Elsie was born in Fargo, N.D., and came to San Francisco in 1939.

Early in her working career, Elsie was associated with restaurants and hotels in the Bay Area including the Jack Tar and Clift Hotels in the ‘50s and ‘60s.

It was while working at Del Webb’s on Market Street she met, and fell in love with her Joey – Joe Boardner.

They were married in Reno in 1965.

Elsie and Joe became longtime residents of the Fox Plaza soon after it opened in July ‘66.

Joe is a 25-year Banquet-bartender for the Mark Hopkins Hotel.

Elsie leaves a daughter Charlotte Skjonsby of Maple Grove, Minn .; two grandchildren; three great-grand children and of course her beloved Joey.

No memorial services are planned.

Elsie’s cremated remains will be scattered at sea per her wishes.

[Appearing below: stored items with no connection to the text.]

PR #7711, opened 2023-02-03
Desktop: Resolves #6143: Show installed plugins in Help - About Joplin

### LINKED ISSUE #6143: Desktop: Show installed plugins in Help - About Joplin

julien-me:
Resolves https://github.com/laurent22/joplin/issues/6143

This PR lists in `Help > About Joplin` every installed plugin. If more than 20 plugins are installed then only the first 20 plugins are shown followed by `...`. However when clicking on `Copy` the full list is always copied.

Here's some screenshots when there are 0, 1, 5, 21 plugins installed.
plugin-list-no-plugin
plugin-list-one-plugin
plugin-list-five-plugin
plugin-list-twenty-one-plugin


julien-me:

tessus (approved):
Nicely done. Test cases, the fact that ellipsis are shown when more than 20 plugins are enabled, it shows that you did your homework. 

Thanks for this PR.

packages/lib/versionInfo.ts
```diff
@@ -32,9 +69,11 @@ export default function versionInfo(packageInfo: any) {
 		console.info(gitInfo);
 	}
 
+	const pluginList: PluginList = getPluginLists();
```
laurent22: Type is inferred here, so to avoid cluttering the code you don't need to write it down. In general we prefer to rely on inferred types (maybe that's something we should add to the eslint rules).

laurent22 (commented):
Looks very good, thank you!

In general when modifying something under /lib or any shared package, you should also check how it's used across platforms. In that particular case, this function is also used on the CLI app (`joplin version` command), so could you check please that it's still working?

packages/lib/versionInfo.ts
julien-me: Fixed.

julien-me:
> In general when modifying something under /lib or any shared package, you should also check how it's used across platforms. In that particular case, this function is also used on the CLI app (`joplin version` command), so could you check please that it's still working?

They are not listed.

I started `app-cli` then used the command `:version`. 

I can see that `app-desktop` writes to `~/.config/joplindev-desktop` on my computer and `app-cli` writes to `~/.config/joplindev`. I guess that's why plugins installed via the desktop application don't appear in the CLI application.

Is this expected? Or is there a way to install plugins from the CLI application?

laurent22:
> They are not listed.

Sorry what do you mean by this? What is not listed?

And no, plugins are not supported on the CLI app at the moment

Edit: Ok I guess you mean plugins are not listed and that's normal. But does the command work at all? I'm wondering because versionInfo now has a dependency to the plugin service, but plugins are not supported on CLI. (it's half supported because we use it for testing but that's it)

julien-me:
> > They are not listed.
> 
> Sorry what do you mean by this? What is not listed?
> 
> And no, plugins are not supported on the CLI app at the moment
> 
> Edit: Ok I guess you mean plugins are not listed and that's normal. But does the command work at all? I'm wondering because versionInfo now has a dependency to the plugin service, but plugins are not supported on CLI. (it's half supported because we use it for testing but that's it)

I understand now. Yes it works.

Here is a screenshot:
cli-versioninfo-show-plugins-branch

laurent22:
Hmm, ok it works by chance then because the plugin service is not setup on CLI, yet it's used in your updated function. Instead of having versionInfo.ts loads PluginService directly, would it be possible to pass the plugins as a dependency to versionInfo() (in the same way the packageInfo is currently passed)? And on CLI you'd pass an empty array for instance.

In the context where versionInfo() is called there's `state.pluginService.plugins`. Does it already contain the necessary info, and if so can you use this? I think it may have been attempted before and it didn't work, so maybe you could add whatever extra info is needed to this array?

julien-me:
`state.pluginService.plugins` doesn't seem to contain what we need. But I remember a previous PR attempt that passed `PluginService.instance().plugins` to `versionInfo()`. 

I think that would work.

laurent22:
> But I remember a previous PR attempt that passed PluginService.instance().plugins to versionInfo().

Ok let's do that. That way we can pass an empty array on CLI

julien-me:
I updated the code to pass a `Plugins` object to `versionInfo()`.

laurent22:
There's a TypeScript error in ErrorBoundary.tsx

julien-me:
> There's a TypeScript error in ErrorBoundary.tsx

Fixed.

laurent22:
Thanks! For info we removed the TypeScript build from the precommit hook because it's too slow. So it means before committing you need to check the output of `yarn run watch` to see if there's any error in there

laurent22:
That's great, thanks @julien-me for implementing this!

laurent22:
@julien-me, since this change the tests now print the version information. Please could you remove these console statements?

packages/lib/versionInfo.test.ts
```diff
@@ -0,0 +1,132 @@
+import versionInfo from './versionInfo';
+import { reg } from './registry';
+import { Plugins } from './services/plugins/PluginService';
+import Plugin from './services/plugins/Plugin';
+
+jest.mock('./registry');
+
+const info = jest.spyOn(console, 'info').mockImplementation(() => {});
```
laurent22, line 8: In fact I'm not sure why this is needed? In general we don't want code to print to the console, as that should only be used for debugging

packages/lib/versionInfo.ts
```diff
@@ -32,9 +68,11 @@ export default function versionInfo(packageInfo: any) {
 		console.info(gitInfo);
```
laurent22, line 68: I have now removed this statement as part of the "no-console" rule that was just added. I assume it was safe to remove?

packages/lib/versionInfo.test.ts
julien-me: I added that  to remove console logs during the tests. There was no test for `versionInfo()` until now but as soon as I added tests, the statement in `versionInfo()` was polluting the test output.

packages/lib/versionInfo.ts
julien-me: I do not know the original intent of that line but it seems to me that it is safe to remove.

packages/lib/versionInfo.test.ts
laurent22: That makes sense, but I guess now it can be removed? Or is versionInfo() still printing something?

julien-me: Yes it can be removed. versionInfo() doesn't print anything anymore.

laurent22: Ok great, if you could remove it then and create a pull request with it that would be perfect

PR #7716, opened 2023-02-04
Server: Resolves #5607: Update max item size labels

### LINKED ISSUE #5607: server: define units for 'Max item size'
Server version: 2.5.1
Platform: Docker

image

carlosngo:
Fixes #5607

- Added (in bytes) postfix in field labels
- Added help text with default max size for user's current account type

**Limitations**
- When user switches between account types (i.e. from Basic to Pro) before saving changes, the default max size in the help text doesn't change. 
- When account types are disabled, default values will be shown as 0B, which may confuse users. 0B is treated as no limits (with exception of hard limit) 

Are any of these limitations a concern?


laurent22:
hmm, I think for now we won't implement this. And yes those limitations are a concern, so there's more work to do, but it's not a priority

PR #7721, opened 2023-02-04
Added a catchy subtitle in documentation

immortalAbdul01:


Daeraxa:
I'm not sure why we would want this? Stuff like this would need to be discussed in the forum as its already at odds with the tagline on the website.

image

PR #7719, opened 2023-02-04
Mobile: Resolves #1044: Add functionality to create sub-notebooks

carlosngo:
Resolves #1044

This PR builds on top of #5308; it implements the same logic as in the desktop app:

```
if (props.parentId) folder.parent_id = props.parentId;
try {
	const savedFolder = await Folder.save(folder, { userSideValidation: true });
        // truncated lines
}
```

wherein folder parent ID is set to the current folder ID.

PR #7728, opened 2023-02-05
Mobile: Resolves #1044: Add functionality to create sub-notebooks 

### LINKED ISSUE #1044: [Feature Request] subfolder creation on mobile
### Operating system

- Android

### Application

- Mobile

We can't create a subfolder on mobile 
We can create a folder but can't move it in another one

carlosngo:
Resolves #1044

#7719, but uses context menu (upon tap-and-holding folder name in the sidebar) instead of FAB menu. 

Couldn't follow up with your comment @laurent22 in the mentioned PR, but what do we mean by spec? Do we mean tests or feature specifications?

**Limitations:**

- Previously, the menu action buttons for Android were laid out horizontally; now they're laid out vertically.

**New context menu**

new-context-menu

### DIFF
--- a/packages/app-mobile/components/screens/folder.js
+++ b/packages/app-mobile/components/screens/folder.js
@@ -63,6 +63,10 @@ class FolderScreenComponent extends BaseScreenComponent {
 	async saveFolderButton_press() {
 		let folder = Object.assign({}, this.state.folder);
 
+		if (this.props.navigation.state.parentFolderId) {
+			folder.parent_id = this.props.navigation.state.parentFolderId;
+		}
+
 		try {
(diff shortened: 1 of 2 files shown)


laurent22:
That looks awful, but still better than the previous version

carlosngo:
Indeed 😄 How do you suggest we proceed from here?

laurent22:
Ok let's merge. We'll need to improve this dialog because it doesn't look great

laurent22:
With this change, did you realise that the Cancel button is gone? How does the user cancel now? I'm reverting this trash. What a waste of time

PR #7729, opened 2023-02-05
All: Fixes #6956: set updated_time when a note's custom sort order is updated, so it syncs 

### LINKED ISSUE #6956: Custom sort order not synchronized
## Environment
_Platform_: 
Windows + Android

_Windows_:
Joplin version: Joplin 2.8.8 (prod, win32)
Sync-Version: 3
Profil-Version: 41
Revision: c2a6a13
Platform: 
OS specifics: 

_Android_:
Joplin version: 2.8.1
Database version: 41

## Steps to reproduce

1. create notebook on Windows
2. create some tasks in the notebook
3. set sort order to custom
4. move tasks to desired order
5. sync to Android (in my case via filesystem on both systems, filesystem folder synced via syncthing)
6. open notebook on Android
7. make sure custom sort order is selected (not sure if this setting itself is synced?)
8. => sort order is not the same as on Windows

## Expected: 

Sort order should be the same for the notebook on both Windows and Android after synching (when custom sort order is selected in both - ideally the selected sort order should be synced, too).

This is especially frustrating when trying to create a todo list of tasks with prioritized order...

TaoK:
As detailed in issue #6956, when you reorder notes according to a custom sort, and don't make any further updates to those notes, the sort order does not propagate to other synchronized clients.

This commit fixes this, by ensuring the update_time, used for synchronization,
*is* updated even though the update is made with "autoTimestamp: false".

### DIFF
--- a/packages/lib/models/Note.ts
+++ b/packages/lib/models/Note.ts
@@ -828,6 +828,7 @@ export default class Note extends BaseItem {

• 2005: Freeport News/Nassau Guardian: Ask any old-timer in West End, Grand Bahama, what was responsible for the closing of the Jack Tar Hotel, the main economic engine of that settlement for many years, and he or she without hesitation more likely than not would answer, “The union.” They would be referring, of course, to the Bahamas Hotel Catering and Allied Workers Union (BHCAWU), whose demands on behalf of its members working at The Jack Tar were considered to be so unreasonable that the owners determined that it was cheaper to just close the hotel down.

• 2007, Dallas Morning News: When President John F. Kennedy was shot in Dallas on Nov. 22, 1963, Dr. G. Thomas Shires was giving a speech at the Jack Tar Hotel in Galveston. Texas Department of Public Safety officers rushed the chairman of surgery of the Dallas medical school to a NASA jet, which transported him to Dallas Love Field. An hour after he learned of the shooting, Dr. Shires was at Parkland Memorial Hospital, where he would spend much of his 38th birthday helping save the life of Texas Gov. John Connally. Dr. Shires, 81, died Thursday of gastrointestinal cancer at his home in Henderson, Nev.